Abel's theorem: continuity up to the endpoint
Inside its radius a power series is continuous because it converges uniformly on closed subintervals. But what happens exactly at an endpoint where it just barely converges? Abel's theorem says: if a power series with radius R = 1 converges at the endpoint x = 1, then its sum is continuous from the left there, so the value at the endpoint equals the limit of the sum as x -> 1 from below.
Why it is not free: at the endpoint the convergence may be only conditional, so the M-test gives no uniform convergence there and the easy continuity argument breaks. Abel's proof uses summation by parts to extract just enough uniformity on [0, 1] to push continuity to the boundary. The payoff is that we may legitimately plug the endpoint into series identities proven only inside the radius.
Recall from guide 3 (valid for |x| < 1):
ln(1 + x) = x - x^2/2 + x^3/3 - x^4/4 + ...
Question: what is the value at the endpoint x = 1?
Step 1. At x = 1 the series becomes 1 - 1/2 + 1/3 - 1/4 + ...,
the alternating harmonic series. Terms 1/n decrease to 0,
so by the alternating series test it CONVERGES (to some S).
Step 2. By Abel's theorem the power-series sum is continuous from
the left at x = 1, so
S = lim_{x -> 1^-} ln(1 + x) = ln 2.
Conclusion: 1 - 1/2 + 1/3 - 1/4 + ... = ln 2.
Abel licenses the limit x -> 1^- even though convergence at x = 1
is only conditional, not absolute.Weierstrass: polynomials approximate everything continuous
The track has built functions from polynomials; the Weierstrass approximation theorem runs the arrow the other way.

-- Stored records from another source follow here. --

PR #712, opened 2026-04-28
Add d-fine losses

yutong-xiang-97:
## What has changed and why?

Add D-FINE losses based on the [original implementation](https://github.com/Peterande/D-FINE/blob/master/src/zoo/dfine/dfine_criterion.py). Meanwhile, we retain backward compatibility with using the old RTDETRv2 losses if the decoder is configured to "rtdetrv2".

Major changes include (based on D-FINE paper):
- Applying Fine-grained Localization (FGL) Loss
- Applying Decoupled Distillation Focal (DDF) Loss

The `dfine_criterion.py`, `dfine_utils.py`, and `dist_utils.py` are mostly carbon copies of the original except for:
 - Removing upstream registry hooks and adapted imports for LightlyTrain.
 - Adding explicit ``world_size`` forwarding for LightlyTrain's Fabric training loop.
 - Supporting validation-time loss computation when auxiliary outputs are absent.
 - Adding FP32 guards around bbox refinement for stability in mixed precision.

Note that currently the default decoder is the original RTDETRv2 decoder. Will switch once we conclude the loss implementation and get proper results from benchmarks

## How has it been tested?

- Manually

- [x] Yes

- [ ] Yes
- [x] Not needed (in a separate issue)

### DIFF
--- a/src/lightly_train/_task_models/dinov2_ltdetr_object_detection/train_model.py
+++ b/src/lightly_train/_task_models/dinov2_ltdetr_object_detection/train_model.py
@@ -88,31 +88,6 @@ _DFINE_EXTRA_LOSSES: list[str] = ["local"]
 _DFINE_LOSS_NAMES: list[str] = [*_RTDETRV2_LOSS_NAMES, *_DFINE_EXTRA_LOSS_WEIGHT_DICT]
 
 
-def _get_loss_log_dict(
-    *,
-    total_loss: Tensor,
-    loss_dict: dict[str, Tensor],
-    loss_names: list[str],
-) -> dict[str, Tensor]:
-    zero = total_loss.detach() * 0
-    log_dict = {"loss": total_loss.detach()}
-    for loss_name in loss_names:
-        if loss_name == "loss":
-            continue
-        if loss_name == "loss_ddf":
-            log_dict[loss_name] = sum(
-                (
-                    v.detach()
-                    for k, v in loss_dict.items()
-                    if k == "loss_ddf" or k.startswith("loss_ddf_")
-                ),
-                start=zero,
-            )
-        else:
-            log_dict[loss_name] = loss_dict.get(loss_name, zero).detach()
-    return log_dict
-
-
 class DINOv2LTDETRObjectDetectionTrainArgs(TrainModelArgs):
     default_batch_size: ClassVar[int] = 16
     default_steps: ClassVar[int] = (
@@ -238,13 +213,14 @@ class DINOv2LTDETRObjectDetectionTrain(TrainModel):
         loss_weight_dict = model_args.loss_weight_dict
         losses = model_args.losses
         criterion: DFINECriterion | RTDETRCriterionv2
-        if model_args.decoder == "dfine":
+        if model_args.decoder_name == "dfine":
             loss_weight_dict = {**_DFINE_EXTRA_LOSS_WEIGHT_DICT, **loss_weight_dict}
             losses = [
                 *losses,
                 *(name for name in _DFINE_EXTRA_LOSSES if name not in losses),
             ]
-            self.loss_names = _DFINE_LOSS_NAMES
+            self.train_loss_names = _DFINE_LOSS_NAMES
+            self.val_loss_names = _RTDETRV2_LOSS_NAMES
             if not isinstance(self.model.decoder, DFINETransformer):
                 raise TypeError("decoder='dfine' requires a DFINETransformer decoder.")
             criterion = DFINECriterion(  # type: ignore[no-untyped-call]
@@ -257,7 +233,8 @@ class DINOv2LTDETRObjectDetectionTrain(TrainModel):
                 reg_max=self.model.decoder.reg_max,
             )
         else:
-            self.loss_names = _RTDETRV2_LOSS_NAMES
+            self.train_loss_names = _RTDETRV2_LOSS_NAMES
+            self.val_loss_names = _RTDETRV2_LOSS_NAMES
             criterion = RTDETRCriterionv2(  # type: ignore[no-untyped-call]
                 matcher=matcher,
                 weight_dict=loss_weight_dict,
@@ -275,7 +252,7 @@ class DINOv2LTDETRObjectDetectionTrain(TrainModel):
             split="train",
             class_names=class_names,
             box_format="xyxy",
-            loss_names=self.loss_names,
+            loss_names=self.train_loss_names,
             train_loss_running_mean_window=gradient_accumulation_steps,
         )
         self.val_metrics = ObjectDetectionTaskMetric(
@@ -283,7 +260,7 @@ class DINOv2LTDETRObjectDetectionTrain(TrainModel):
             split="val",
             class_names=class_names,
             box_format="xyxy",
-            loss_names=self.loss_names,
+            loss_names=self.val_loss_names,
         )
 
         # TODO(Nauryz, 04/2026): These visualization thresholds are currently hardcoded, but we may want to make them configurable in the future (with logger_args).
@@ -367,7 +344,7 @@ class DINOv2LTDETRObjectDetectionTrain(TrainModel):
             loss_dict=_get_loss_log_dict(
                 total_loss=total_loss,
                 loss_dict=loss_dict,
-                loss_names=self.loss_names,
+                loss_names=self.train_loss_names,
             ),
             weight=samples.shape[0],
         )
@@ -474,7 +451,7 @@ class DINOv2LTDETRObjectDetectionTrain(TrainModel):
             loss_dict=_get_loss_log_dict(
                 total_loss=total_loss,
                 loss_dict=loss_dict,
-                loss_names=self.loss_names,
+                loss_names=self.val_loss_names,
             ),
             weight=samples.shape[0],
         )
@@ -610,3 +587,31 @@ class DINOv2LTDETRObjectDetectionTrain(TrainModel):
                 max_norm=self.model_args.gradient_clip_val,
                 error_if_nonfinite=False,
             )
+
+
+def _get_loss_log_dict(
+    *,
+    total_loss: Tensor,
+    loss_dict: dict[str, Tensor],
+    loss_names: list[str],
+) -> dict[str, Tensor]:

It states: if f is a continuous function on a closed bounded interval [a, b], then for every epsilon > 0 there is an ordinary polynomial p with sup over [a, b] of |f(x) - p(x)| < epsilon. In words, the polynomials are dense in the space of continuous functions under the sup norm.

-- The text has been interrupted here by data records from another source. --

PR #713, opened 2026-04-29
Fix default font loading to handle TypeError gracefully

mrpositron:
## What has changed and why?

- `ImageFont.load_default(size=20)` raises `TypeError` on Pillow < 10.1.0 because
  the `size` keyword argument was not available in older versions
- Wrapped the call in a `try/except TypeError` so older Pillow installations fall
  back to `ImageFont.load_default()` (the built-in bitmap font at default size)

- [ ] Yes

- [ ] Yes

### DIFF
--- a/src/lightly_train/_visualize/utils.py
+++ b/src/lightly_train/_visualize/utils.py
@@ -16,7 +16,10 @@ from PIL.Image import Image as PILImage
 from PIL.ImageDraw import ImageDraw as PILDraw
 from torch import Tensor
 
-_DEFAULT_FONT = ImageFont.load_default(size=20)
+try:
+    _DEFAULT_FONT = ImageFont.load_default(size=20)
+except TypeError:
+    _DEFAULT_FONT = ImageFont.load_default()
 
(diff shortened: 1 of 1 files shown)


src/lightly_train/_visualize/utils.py
```diff
@@ -16,7 +16,10 @@
 from PIL.ImageDraw import ImageDraw as PILDraw
 from torch import Tensor
 
-_DEFAULT_FONT = ImageFont.load_default(size=20)
+try:
+    _DEFAULT_FONT = ImageFont.load_default(size=20)
+except TypeError:
```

The standard constructive proof uses Bernstein polynomials. To approximate f on [0, 1], form B_n(x) = sum from k=0 to n of f(k/n) * C(n,k) x^k (1-x)^(n-k). These are honest polynomials built only from sampled values of f, and they converge uniformly to f. The probabilistic heart is that the binomial weights C(n,k) x^k (1-x)^(n-k) concentrate near k/n ≈ x, so B_n(x) is a weighted average of f-values clustered around f(x).
The big picture and a generalization
- Power/analytic functions form a narrow, rigid class: equal to their own Taylor series, hence determined by germ data at one point.
- Continuous functions are vastly more general — most are nowhere analytic, some even nowhere differentiable.
- Weierstrass bridges them: even though a continuous f need not BE a power series, it is a uniform LIMIT of polynomials on each compact interval.